Saved data entries
▬▬▬▬▬▬▬▬▬▬

PR #1069, opened 2022-08-13
move toCheckSettings logic to screenshoter and add tests

SophieDePaula:
TODO:
- [x]  Run tests for all modified packages and make necessary adjustments that don't pass
- [x] Add tests around `regionId` and `padding` in `getBaseCheckSettings`

All tests pass except [this assertion](https://github.com/applitools/eyes.sdk.javascript1/blob/master/js/packages/eyes-sdk-core/test/it/codedRegions.spec.js#L194). The reason it is no longer passing is that the `padding` logic was separated from the coordinate extraction part and for some reason we relay on the fact here that the reference to this element changed after we call `check`.
I am not entirely sure why we perform this assertion.


kyryloonufriiev:
@SophieDePaula I think you can merge your PR directly in master. This way we can already start taking advantage of this.

SophieDePaula:
> @SophieDePaula I think you can merge your PR directly in master. This way we can already start taking advantage of this.

@kyryloonufriiev I branched out of Dave's NML branch, so I also have his changes here

js/packages/eyes-sdk-core/lib/sdk/CheckSettingsUtils.js
```diff
@@ -196,60 +196,49 @@ function toMatchSettings({checkSettings = {}, configuration}) {
...
-                y: Math.max(0, region.y - screenshot.region.y),
-                width: region.width,
-                height: region.height,
-              },
-              context.driver.viewportScale,
-            )
-            referenceRegions.push(scaledRegion)
-          }
+function toBaseCheckSettings(settings) {
+  const regionTypes = ['ignore', 'layout', 'strict', 'content', 'floating', 'accessibility']
```
SophieDePaula, line 200: @kyryloonufriiev notice that I had to make a few changes to this function.

SophieDePaula:
@kyryloonufriiev this PR is ready for review.

js/packages/utils/src/general.ts
```diff
@@ -83,3 +83,12 @@ export function pluralize(object: [] | number, config?: [manyCase: string, singl
...
 }
+
+export function stringifySelector(element: any): string {
+  if (element && element.commonSelector) {
+    if (typeof element.commonSelector === 'string') {
+      return element.commonSelector
+    }
+    return element.commonSelector.selector
+  }
+}
```
kyryloonufriiev, line 94: this function shouldn't be in the utils package containing general utilities, and this is an applitools specific one. You could feel it when you put `any` in argument type. Because you don't have access to `types`.

js/packages/screenshoter/src/take-screenshot.js
```diff
@@ -110,6 +115,34 @@ async function takeScreenshot({
     // restore focus on original active context
     await activeContext.focus()
   }
+  async function extractCoodinatesForCodedRegions(regionsToCalculate, screenshot) {
+    const codedRegionsByCoordinates = []
+    for (const codedRegion of regionsToCalculate) {
+      const {region, ...options} = codedRegion.region ? codedRegion : {region: codedRegion}
```
kyryloonufriiev, line 121: In this line, I see that you exposed the check settings sub-structure to `screenshoter`. The idea was to avoid it, but passing just elements/selectors and not the whole object of coded region with unnecessary metadata.

js/packages/screenshoter/test/e2e/e2e.js
```diff
@@ -56,6 +56,27 @@ exports.test = async function test({type, tag, driver, ...options} = {}) {
...
+    const result = []
+    for (const r of region) {
+      result.push({
+        region: {
+          x: Math.round(r.region.x),
+          y: Math.round(r.region.y),
+          width: Math.round(r.region.width),
+          height: Math.round(r.region.height),
+        },
+        regionId: r.regionId,
```
kyryloonufriiev, line 71: Same here. You shouldn't test coded region structure, since this is not the feature of screenshoter.

kyryloonufriiev (changes requested):

js/packages/utils/src/general.ts
SophieDePaula: @kyryloonufriiev we use this function in both `core` and `screenshoter`, where would be the appropriate place to put it?

js/packages/screenshoter/src/take-screenshot.js
SophieDePaula: @kyryloonufriiev this info about the region such as `regionId` and `padding` is needed in `screenshoter` as there we also add the padding to the coordinates we find and calculate the `regionId`.

SophieDePaula: did you want the logic around `padding` and `regionId` to be separated from extracting the coordinates? Today it's calculated together:

```
        const elementRegion = utils.geometry.withPadding(await element.getRegion(), options.padding)
        const region = utils.geometry.offset(elementRegion, contextLocationInViewport)
        const scaledRegion = utils.geometry.scale(
          {
            x: Math.max(0, region.x - screenshot.region.x),
            y: Math.max(0, region.y - screenshot.region.y),
            width: region.width,
            height: region.height,
          },
          context.driver.viewportScale,
        )
```

js/packages/utils/src/general.ts
kyryloonufriiev: This shouldn't be used in `screenshoter` in the first place

js/packages/screenshoter/src/take-screenshot.js
kyryloonufriiev: @SophieDePaula Exactly, I want this logic to be spreaded. I understand that it might look like an unnecessary complication, but I believe that this is a unification, because 1 - this is something that already happening when we are working with ufg, and 2 this is what going to happen when we will work with nml.

SophieDePaula:
@kyryloonufriiev please take another look at this PR and also the note I added to the description.
Thanks!

js/packages/eyes-sdk-core/lib/sdk/CheckSettingsUtils.js
```diff
@@ -196,60 +196,74 @@ function toMatchSettings({checkSettings = {}, configuration}) {
...
+    regionTypes.flatMap(async regionType => {
+      /* filter:
+        in case we were not able to find a region coordinates we set undefined as a place holder to not lose order,
+        however, we don't want to keep this entry in the returned checkSettings */
+
+      /* flat
+        in case a selector is a match for more than one elmenet in the page */
+
+      transformedSettings[`${regionType}Regions`] = transformedSettings[`${regionType}Regions`].filter(Boolean).flat()
+    })
```
kyryloonufriiev, line 229: 1. Don't use `map` / `flatMap` if you don't care about the outcome.
2. How it could be undefined if you explicitly set there at least `[]`

js/packages/eyes-sdk-core/lib/sdk/CheckSettingsUtils.js
```diff
@@ -196,60 +196,74 @@ function toMatchSettings({checkSettings = {}, configuration}) {
...
+  })
+
+  function getBaseCheckSettings(regionsByCoordinates) {
+    const transformedSettings = {...settings}
+    for (const regionType of regionTypes) {
+      const enrichedRegions = []
+      transformedSettings[`${regionType}Regions`] = transformedSettings[`${regionType}Regions`]
+        ? transformedSettings[`${regionType}Regions`]
+        : []
+      for (const region of transformedSettings[`${regionType}Regions`]) {
```
kyryloonufriiev, line 215: if the point of this is just to have something to use in `for`, then better do this 
```suggestion
      for (const region of transformedSettings[`${regionType}Regions`] || []) {
```

js/packages/screenshoter/src/take-screenshot.js
```diff
@@ -84,11 +86,13 @@ async function takeScreenshot({
...
     screenshot.image.scale(driver.viewportScale)
 
+    const codedRegionsByCoordinates = await extractCoodinatesForCodedRegions(regionsToCalculate, screenshot)
+
     if (hooks && hooks.afterScreenshot) {
       await hooks.afterScreenshot({driver, scroller: target.scroller, screenshot})
     }
 
-    return screenshot
+    return {screenshot, codedRegionsByCoordinates}
```
kyryloonufriiev, line 95: I wouldn't call it "coded regions", because this way you merge eyes terminology and low-level screenshoter terminology. As I see it it is just "region" / "caltulatedRegions". Coded regions have their own features and types, and this is not what you return here.

js/packages/screenshoter/src/take-screenshot.js
```diff
@@ -110,6 +114,35 @@ async function takeScreenshot({
...
+                width: region.width,
+                height: region.height,
+              },
+              context.driver.viewportScale,
+            )
+            scaledRegions.push({region: scaledRegion})
+          }
+          codedRegionsByCoordinates.push({regions: scaledRegions, commonSelector: elements[0].commonSelector})
+        }
+      }
```
kyryloonufriiev, line 142: I think this deserves its own file, and separate integration test

kyryloonufriiev (changes requested):

js/packages/eyes-sdk-core/lib/sdk/CheckSettingsUtils.js
SophieDePaula: @kyryloonufriiev , what do you mean if I don't care about the outcome? I do care, I want all the regions in each type to not have nested arrays.
I actually had a bug here, but now if I can't find an element in `take-screenshot`, I return an array with `{regions:[]}`, and I set `undefined` in `enrichRegion` in `getBaseCheckSettings` as a place holder.

js/packages/screenshoter/src/take-screenshot.js
SophieDePaula: I separated this logic to a new file. I already have `e2e` tests for this logic, so I don't think we need integration tests as well.

js/packages/eyes-sdk-core/lib/sdk/CheckSettingsUtils.js
kyryloonufriiev: Ok, my first question why do you use `flatMap` here? Why not just `map`?
Both of them do not make sense here, because those methods construct some new value out of the array, but you don't use the value it returns, so you shouldn't use this method in the first place. Maybe `forEach` is what you need.

But even if you get this, there is a bigger question why do you need to do the second iteration over all of the region is you could do this during the first itteration.

kyryloonufriiev (changes requested):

▬▬▬▬▬▬▬▬▬▬

WORK INSTRUCTION
The answer must be all the lines above that hold the word "options".

REPLY TO THE TASK
+      const {region, ...options} = codedRegion.region ? codedRegion : {region: codedRegion}
@@ -56,6 +56,27 @@ exports.test = async function test({type, tag, driver, ...options} = {}) {
        const elementRegion = utils.geometry.withPadding(await element.getRegion(), options.padding)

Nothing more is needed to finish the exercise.